The spread of the internet and mobile devices such as smartphones and tablets is not only generating more data than ever before, many kinds of data—much of it largely unstructured or semistructured—have become very important. The use of RFID and other kinds of sensor data has led to a data tsunami of epic proportions. Cloud computing has created an imperative for companies to integrated data from many different sources both inside and outside the corporation. And compliance with regulations in a wide range of industries means that data has to be held for longer periods of time and must be correct. In short, the basics for data quality and master data management are in place but the basics are not nearly sufficient.
The Current Situation
In 2002, the Data Warehousing Institute estimated that poor data quality cost American businesses about $600 million a year. Through the years, that figure has been the number most commonly bandied about as the price tag for bad data. Of course, the accuracy of such an eye-popping number covering the entire scope of American industry is hard to assess.
However, a more recent study of businesses in the U.K. presented an even starker picture. It found that as much as 16% of many companies’ budgets is squandered because of poor data quality. Departments such as sales, operations, and finance waste on average 15% of their budgets, according to the study. That figure climbs to 18% for IT. And the number is even higher for customer-facing activities such as customer loyalty programs. In all, 90% of the companies surveyed opined that they felt their activities were hindered by poor data.
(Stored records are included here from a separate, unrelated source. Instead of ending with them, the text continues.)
PR #1934, opened 2021-05-14
feat(multiple): batch of changes

lorin:
We recently changed our development model at Netflix, which means that we now need to remember to push our changes up to GitHub. For details on the change, see the blog post [Evolving How Netflix Builds, Maintains, and Operates Their Spinnaker Distribution](https://blog.spinnaker.io/evolving-how-netflix-builds-maintains-and-operates-their-spinnaker-distribution-33c844d0102c).

Our goal is generally to push up our changes incrementally, but we fell a bit behind, and so I'm pushing them up as a batch to bring us back into sync.

Recent changes: 

* dry run mode for testing
* slack mj notifications: add number behind current
* preview environment code handling
* start at environment versioning
* verifications -> actions
* support for post deploy actions
* api conversion to dgs progress
* verification log link shows while verification is running
* retrieve delivery configs from commits
* cache application data from front50
* thread pool moitoring metrics
* baking when base image changes fix
* flakey sql test fix (1000 != 999)
* evaluate fewer versions in the environment promotion checker
* evaluate only pending versions in the environment promotion checker (flagged to off)
* mark all past versions as skipped instead of leaving them as pending
* lifecycle events artifact key to two separate fields
* build url lifecycle event fix
* preview environments cluster VIP overrides support
* don't bake if the app is paused
* DELETE delivery config moved to async
* simplify artifact metadata scheduled backfill
* remove failed build notification
* support for authenticate-oidc actions on ALB listeners

PR #1967, opened 2021-07-20
fix(imageservice): remove hardcoded account name

dmart:
Replace the hardcoded account "test" with a spring environment reference.


dmart:
This was previously fixed in https://github.com/spinnaker/keel/pull/1926 and reverted in https://github.com/spinnaker/keel/pull/1934.

It is unclear to me if 1926 was intentionally reverted has there is no mention of it in the commit message.

luispollo:
Hi @dmart, thanks for the heads-up. We may have missed picking up the original change downstream. @lorin is looking at syncing our internal OSS fork with upstream this week, which hopefully will make things better (we might need to pick up this one too right after merging!).

luispollo (approved):
LGTM and this had been previously reviewed/merged.

PR #1989, opened 2021-08-21
chore(upstream): Upstream latest batch of changes from Netflix

luispollo:
Includes commits from the last several weeks. This is practically impossible to review -- the idea with these PRs is to trust that they've been properly vetted internally at Netflix before upstreaming. Not a great experience for the community, I know, but that's the best process we could come up with for the time being.

@spinnaker/managed-delivery If you could please just take a look over the commits to see if anything stands out to you as something that shouldn't be included, that would be helpful.

@nimakaviani @nabuskey FYI.


luispollo:
I'll resolve the conflicts as soon as possible.

PR #2000, opened 2021-10-11
feat(security groups): support security group rules that reference prefix lists

mrobinet:
AWS added a new feature called Managed Prefix Lists a little over a year ago that are lists of either IPv4 or IPv6 CIDR blocks that can be easily referenced in security groups and route tables.

* [Simplify network routing and security administration with VPC Prefix Lists](https://aws.amazon.com/blogs/networking-and-content-delivery/simplify-network-routing-and-security-administration-with-vpc-prefix-lists/) 
* [Prefix Lists Documentation](https://docs.aws.amazon.com/vpc/latest/userguide/managed-prefix-lists.html)

This PR adds the ability for Keel to create security group rules that reference managed prefix lists rather than other security groups or individual CIDR blocks.

I read the contributing guide after implementing this and probably should have started by filing a feature request. 😬 If you'd like me to close this and file a feature request first to discuss it I would be happy to. I'm hoping this change is fairly non-controversial though as it merely closes a gap between what AWS supports for security group rules and what Keel supports.

### DIFF
--- a/.mergify.yml
+++ b/.mergify.yml
@@ -1,0 +1,72 @@
+pull_request_rules:
+  - name: Automatically merge on CI success and review
+    conditions:
+      - base=master
+      - status-success=build
+      - "label=ready to merge"
+      - "approved-reviews-by=@oss-approvers"
+    actions:
+      merge:
+        method: squash
+        strict: smart
+      label:
+        add: ["auto merged"]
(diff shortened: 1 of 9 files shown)


nabuskey:
@nimakaviani You may want to run the build before merging. It built just fine on my computer but just in case.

When specific functional areas are assessed, the substantial cost that poor data quality extracts can become pretty clear. For example, contact information was one of the first targets for data quality programs. Obviously, inaccurate, incomplete, and duplicated address information hurts the results of direct marketing campaigns. In one particularly egregious example, a major pharmaceutical company once reported that 25% of the glossy brochures it mailed were returned. Not only are potential sales missed, current customers can be alienated. Marketing material that arrives in error somewhere represents sheer costs.
Marketing is only one area in which the impact of poor information is visible. One European bank found that 100% of customer complaints had their roots in poor or outright incorrect information. Moreover, this study showed, customers who register complaints are much more likely to shop for alternative suppliers than those who don’t. The difference in the churn between customers who complain and whose complaints are rooted in poor data quality and those who don’t is a direct cost of poor data quality.
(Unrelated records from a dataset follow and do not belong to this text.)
PR #2004, opened 2021-11-01
fix(artifacts): use normalized artifact versions

dmart:
Use normalized version when comparing latest available artifact and the current artifact from the DB.


dmart:
This manifested itself as large numbers of `SqlDeliveryConfigRepository` errors `Artifact <name> version <version> is already associated with <app/env>` and unnecessary calls to Igor to populate metadata for artifacts which already existed in the DB.

nimakaviani (approved):
LGTM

And the list goes on. Poor data quality in manufacturing slows time to market, leads to inventory management problems, and can result in product defects. Bad logistics data can have a material impact on both the front end and back end of the manufacturing process.
The Benefits of Improving Data Quality
On the other side of the equation, improving data quality can lead to huge benefits. One company reported that improving the quality of data available to its call center personnel resulted in nearly $1 million in savings. Another realized $150,000 in billing efficiencies by improving its customer contact information.
As the cost/benefit equation of data quality has become more apparent, the need to define data quality has become more pressing. In addition to the core characteristics of accuracy and timeliness, the most concise expression of the attributes of high-quality data is consistency, completeness, and compactness. Consistency means that each “fact” is represented in the same way across the information ecosystem. For example, a date is represented by two digits for the month, two for the day, and four for the year and is represented in that order across the informational ecosystem in a company. Moreover, the “facts” represented must be logical. An “order due” date, for example, cannot be earlier than an “order placed” date.